### TASK DETAILS
Please restate, exactly as written, the lines running from the beginning of the material through the line that has "### LINKED ISSUE #47: Seamlessly" in it.
(DATA FOR THIS TASK begins)
PR #134, opened 2017-09-08
The surefire reports are automatically copied in our maven extension

### LINKED ISSUE #47: Seamlessly store test results from the build execution
`failed` strategy relies on historical build execution. At this point we only support local experience. It has an assumption that reports from previous test run are stored in the `.report` folder. We don't have however any automated way of getting those reports there other than user doing it manually.

This task should automate this process in the `surefire-provider`. Every test result file should be moved to this folder.  We should also purge the folder **after** we gather test results data from the previous build, as we will write new ones. I'm open here to other ideas though, as this is suboptimal. Maybe subfolder per build would be better?

We should also implement it such that plugging in publisher of test reports to the "hub" would be a matter of adding it as a dependency. Good candidate for SPI?

MatousJobanek:
Previously, when the `failed` strategy was used, a user had to move/copy the surefire reports from previous test execution to the `${project.directory}/.reports` directory. 
In this PR the "copy" process is automatically done in maven extension when the project is read. Files that are copied are only those that end with `.xml` suffix - as we are interested only in XML files. When the build is finished, all `${project.directory}/.reports` are automatically removed.

Fixes #47


mvn-extension/src/main/java/org/arquillian/smart/testing/mvn/ext/SmartTestingMavenConfigurer.java
```diff
@@ -88,7 +100,62 @@ private void calculateChanges() {
...
-        session.getAllProjects().forEach(mavenProject -> mavenProjectConfigurator.configureTestRunner(mavenProject.getModel()));
+        session.getAllProjects().forEach(mavenProject -> {
+            mavenProjectConfigurator.configureTestRunner(mavenProject.getModel());
+            if (isFailedStrategyUsed()) {
+                copySurefireReports(mavenProject.getModel());
+            }
+        });
+    }
+
+    private void purgeReports(MavenSession session) {
```
bartoszmajsak: Ultimately let's move this logic to its own class.

bartoszmajsak:
I don't think we need more than "status" label, the rest is in the related issue itself. If there is no issue then maybe :)

mvn-extension/src/main/java/org/arquillian/smart/testing/mvn/ext/SmartTestingMavenConfigurer.java
MatousJobanek: Sure, I'll move all the logic related to surefire reports to a separated class `SurefireReportStorage` - I didn't make it on Friday :-)

functional-tests/test-bed/src/test/java/org/arquillian/smart/testing/ftest/failed/ReportsVerifier.java
```diff
@@ -0,0 +1,22 @@
...
+import java.util.List;
+import java.util.stream.Collectors;
+import org.arquillian.smart.testing.ftest.testbed.project.Project;
+import org.assertj.core.api.Assertions;
+
+import static org.arquillian.smart.testing.spi.TestResult.TEMP_REPORT_DIR;
+
+public class ReportsVerifier {
+
+    static void assertNoReportsDirectoryPresent(Project project) throws IOException {
```
dipak-pawar: How about `reportsDirectoryDoesNotExists`?

mvn-extension/src/main/java/org/arquillian/smart/testing/mvn/ext/SmartTestingMavenConfigurer.java
```diff
@@ -86,9 +91,18 @@ private void calculateChanges() {
         changeStorage.store(changes);
     }
 
-    private void configureExtension(MavenSession session, Configuration configuration) {
+    private void configureExtensionPrepareReports(MavenSession session, Configuration configuration) {
```
dipak-pawar: Can we give better name? This name is ambiguous

mvn-extension/src/test/java/org/arquillian/smart/testing/mvn/ext/SurefireReportStorageTest.java
```diff
@@ -0,0 +1,110 @@
...
+        // when
+        assertThat(reportsDir).exists();
+        SurefireReportStorage.purgeReports(mavenSession);
+
+        // then
+        assertThat(reportsDir).doesNotExist();
+    }
+
+    @Test
+    public void should_not_create_nor_copy_anything() throws IOException {
```
dipak-pawar: How about `should_not_create_nor_copy_anything_if_surefire_reports_dir_does_not_exist`?

mvn-extension/src/test/java/org/arquillian/smart/testing/mvn/ext/SurefireReportStorageTest.java
```diff
@@ -0,0 +1,110 @@
...
+        expectedReports.put("second-report.xml", createDummyFile(surefireReportsDir, "second-report.xml"));
+        expectedReports.put("third-report.xml", createDummyFile(surefireReportsDir, "third-report.xml"));
+        createDummyFile(surefireReportsDir, "not-xml-report");
+        return expectedReports;
+    }
+
+    private long createDummyFile(File directory, String fileName) throws IOException {
+        File file = new File(directory, fileName);
+        RandomAccessFile raf = new RandomAccessFile(file, "rw");
+        raf.setLength(fileName.length());
```
dipak-pawar: Why do we need to `setLength` here?

dipak-pawar:
Greak work @MatousJobanek

functional-tests/test-bed/src/test/java/org/arquillian/smart/testing/ftest/failed/ReportsVerifier.java
bartoszmajsak: Let's leave it like it is for now. I will create a separated issue to clean up the assertions using `assertj` as we brought similar static methods in other tests.

mvn-extension/src/main/java/org/arquillian/smart/testing/mvn/ext/SmartTestingMavenConfigurer.java
bartoszmajsak: What would you suggest @dipak-pawar ?

mvn-extension/src/main/java/org/arquillian/smart/testing/mvn/ext/SurefireReportStorage.java
```diff
@@ -0,0 +1,77 @@
...
+
+    private static void copyReportsDirectory(Model model, File surefireReportsDir) {
+        File reportsDir = new File(model.getProjectDirectory(), TEMP_REPORT_DIR);
+        logger.fine("Copying surefire report directory from [%s] to [%s]", surefireReportsDir, reportsDir);
+
+        if (!reportsDir.exists()) {
+            try {
+                Files.createDirectory(reportsDir.toPath());
+            } catch (IOException e) {
+                logger.severe("There occurred an error when the directory %s was being created: %s", reportsDir,
```
bartoszmajsak: Shouldn't we fail here too? Especially that later we do `.forEach(file -> copyReportFile(file, reportsDir))`

mvn-extension/src/main/java/org/arquillian/smart/testing/mvn/ext/SurefireReportStorage.java
```diff
@@ -0,0 +1,77 @@
...
+
+        Arrays.stream(surefireReportsDir.listFiles())
+            .filter(file -> file.isFile() && file.getName().endsWith(".xml"))
+            .forEach(file -> copyReportFile(file, reportsDir));
+    }
+
+    private static void copyReportFile(File src, File destDir) {
+        File destination = new File(destDir, src.getName());
+        try {
+            FileUtils.copyFile(src, destination);
```
bartoszmajsak: I know we have it available on the cp because it's maven extension but can we set us free from those utils which might get change in Mvn as I assume it's their internal thing?

mvn-extension/src/test/java/org/arquillian/smart/testing/mvn/ext/SurefireReportStorageTest.java
```diff
@@ -0,0 +1,110 @@
...
+        // given
+        SurefireReportStorage.copySurefireReports(project);
+        MavenSession mavenSession = mock(MavenSession.class);
+        MavenProject mavenProject = mock(MavenProject.class);
+        when(mavenProject.getModel()).thenReturn(project);
+        when(mavenSession.getAllProjects()).thenReturn(Arrays.asList(new MavenProject[] {mavenProject}));
+        File reportsDir = new File(projectDir, TEMP_REPORT_DIR);
+
+        // when
+        assertThat(reportsDir).exists();
```
bartoszmajsak: Do we really need to assert here?

mvn-extension/src/test/java/org/arquillian/smart/testing/mvn/ext/SurefireReportStorageTest.java
bartoszmajsak: What would you suggest @dipak-pawar ?

dipak-pawar: I am thinking appending/adding some text instead of setting length for a file which doesn't have any content inside.

mvn-extension/src/main/java/org/arquillian/smart/testing/mvn/ext/SmartTestingMavenConfigurer.java
bartoszmajsak: I think it can stay like it was before. It's clear enough from the content what is going on.

mvn-extension/src/test/java/org/arquillian/smart/testing/mvn/ext/SurefireReportStorageTest.java
bartoszmajsak: I'm just wondering why we need RAF at all here?

MatousJobanek: The idea is creating dummy but not empty file by using RAF and setting the length of the file. Yeah, I could put the string there, that is another option. From my point of view, this seemed to be faster, simpler and easier, that's why I used this approach...

bartoszmajsak: Fair enough, at the end of the day, it's testing dummy so we can live with that :)

mvn-extension/src/main/java/org/arquillian/smart/testing/mvn/ext/SmartTestingMavenConfigurer.java
MatousJobanek: Ok, if you're fine with the original name `configureExtension` also for copying the reports, why not. 
For me, configure extension was related to modifying pom.xml files and similar, not preparing reports - this is why I changed the name. But I agree that the name is weird - this is always one of my weaknesses :-D.

bartoszmajsak: I think it was ambiguous already. But that is fine - this method takes care of configuring extension and within it we have detailed steps explaining what really is the "configuration" all about.

mvn-extension/src/main/java/org/arquillian/smart/testing/mvn/ext/SurefireReportStorage.java
MatousJobanek: I wouldn't fail, but return - good catch, I missed that.

mvn-extension/src/test/java/org/arquillian/smart/testing/mvn/ext/SurefireReportStorageTest.java
MatousJobanek: argh... zombie

mvn-extension/src/main/java/org/arquillian/smart/testing/mvn/ext/SurefireReportStorage.java
MatousJobanek: Yeah, I didn't want to add another dependency such as `commons-io` as this was already on CP and I was too lazy to implement it on my own, but I didn't check which scope is the dependency with.

bartoszmajsak:
Any idea why Travis is not building it?

docs/configuration.adoc
```diff
@@ -108,11 +108,7 @@ WARNING: At this moment, this strategy does not work with Java 9.
 
 `Failed` strategy just gets all tests that failed from previous executions and mark them as *important* tests to run first (_ordering_) or not filtered (_selecting_).
 
-This strategy uses the _JUnit_ XML _de-facto_ https://github.com/apache/maven-surefire/blob/master/maven-surefire-plugin/src/site/resources/xsd/surefire-test-report.xsd[report] for reading past executions.
+This strategy uses the _JUnit_ XML _de-facto_ https://github.com/apache/maven-surefire/blob/master/maven-surefire-plugin/src/site/resources/xsd/surefire-test-report.xsd[report] for reading past executions. All reports are automatically copied by the maven extension to a temp directory `${project.directory}/.reports` and when the build is finished the directory is removed.
```
bartoszmajsak: Let's make it `.smart-testing/execution/reports`

functional-tests/test-bed/src/test/java/org/arquillian/smart/testing/ftest/failed/ReportsVerifier.java
bartoszmajsak: Related issue #140

mvn-extension/src/main/java/org/arquillian/smart/testing/mvn/ext/SurefireReportStorage.java
```diff
@@ -0,0 +1,92 @@
...
+    private static final Logger logger = Logger.getLogger(SurefireReportStorage.class);
+
+    static void copySurefireReports(Model model) {
+        Build build = model.getBuild();
+        if (build != null && build.getDirectory() != null) {
+            File targetDir = new File(build.getDirectory());
+            if (targetDir.exists() && targetDir.isDirectory()) {
+                File[] surefireReports =
+                    targetDir.listFiles(file -> file.isDirectory() && SUREFIRE_REPORTS_DIR_NAME.equals(file.getName()));
+                if (surefireReports.length > 0) {
```
bartoszmajsak: Can it be more than 1?

MatousJobanek: well, probably not. But it doesn't matter I guess - I just need to check if there is any, which means that the array is not empty

docs/configuration.adoc
MatousJobanek: yeah, my memory is not good :-(

MatousJobanek: btw. I'd like to create a separated issue/PR for this... to add also the file containing changes there.
I'll do it today morning

PR #145, opened 2017-09-13
Introduced LocalChanges class that takes care of all files stored locally

### LINKED ISSUE #143: All working files (surefire reports, changes) should be placed inside one directory
Currently, we have several dot files stored in the main project directory. All of them should be placed inside one dot directory: `.smart-testing`. The directory should have subdirectories based on the type of the file. For working files intended to be used during test execution, there should be subdirectory `execution`.  For reporting information `reporting`

MatousJobanek:
The directory, where all files are all files are stored during test execution, is `${project.directory}/.smart-testing` and contains two subdirectories - `execution` and `reporting`.

* `execution` directory is intended to be used during test execution for "working files" such as surefire reports and file containing scm changes. 

* `reporting` directory should contain files/directories related to reports and statistics. These files should be also stored when the build is finished.

When the build is finished, the `reporting` directory is copied to `${project.directory}/target/smart-testing/` directory and the whole  `${project.directory}/.smart-testing` is removed.

Fixes #143


core/src/main/java/org/arquillian/smart/testing/hub/storage/local/LocalChangeStorage.java
```diff
@@ -0,0 +1,75 @@
...
+        this.currentDirectory = ".";
+    }
+
+    public LocalChangeStorage(String currentDirectory) {
+        this.currentDirectory = currentDirectory;
+    }
+
+    @Override
+    public void store(Collection<Change> changes) {
+        StringBuffer fileContent = new StringBuffer();
```
lordofthejars: Stupid thing but you can use `StringBuilder` it is fastest to use rather than `StringBuffer`

core/src/main/java/org/arquillian/smart/testing/hub/storage/local/LocalChangeStorage.java
```diff
@@ -0,0 +1,75 @@
...
+        changes.forEach(change -> fileContent.append(change.write()).append("\n"));
```
lordofthejars: Maybe change to `System.lineSeparator()`

PR #148, opened 2017-09-14
feat(docs): Creates Asciidoctor constant extension

lordofthejars:

Creates Asciidoctor constant extension. This allows you to add source files setting the named value of the constant. Then this extension finds the value and sets in docs. For example:

```
// In Java source file
public static final String DEFAULT_COLOR = "blue";

// How to refer to value from docs
const::src/main/java/org/superbiz/Color.java[name="DEFAULT_COLOR"]
```

Also you can set an special tag as comment so you can rename the variable name in the future without worrying about the docs

```
// const::DEFAULT_COLOR[]
public static final STRING MY_DEFAULT_COLOR = "blue";

const::src/main/java/org/superbiz/Color.java[tag="DEFAULT_COLOR"]
```

- Creates an extension to deal with constants

#### Additional comments

This extension now just works with String constants, for now it is enough but it is something that when needed should be added.


bartoszmajsak:
Awesome! Can we have it in `docs/asciidoctor/lib` though?

bartoszmajsak:
Could you already apply it on our docs?

lordofthejars:
> Could you already apply it on our docs? 

I was waiting for merge and then update the docs in different issue or do it in different commit when extension has been reviewed

> Can we have it in docs/asciidoctor/lib though?

I thought the same but I understand that `docs` folder is just for documentation and not for "code" but I have no strong opinion about it

bartoszmajsak:
So maybe `.asciidoctor` to align with other folders we have which clearly indicate the hold some configuration for toolset we have in place?

lordofthejars:
Sounds good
(DATA FOR THIS TASK ends)
### WRITTEN ANSWER
PR #134, opened 2017-09-08
The surefire reports are automatically copied in our maven extension

### LINKED ISSUE #47: Seamlessly store test results from the build execution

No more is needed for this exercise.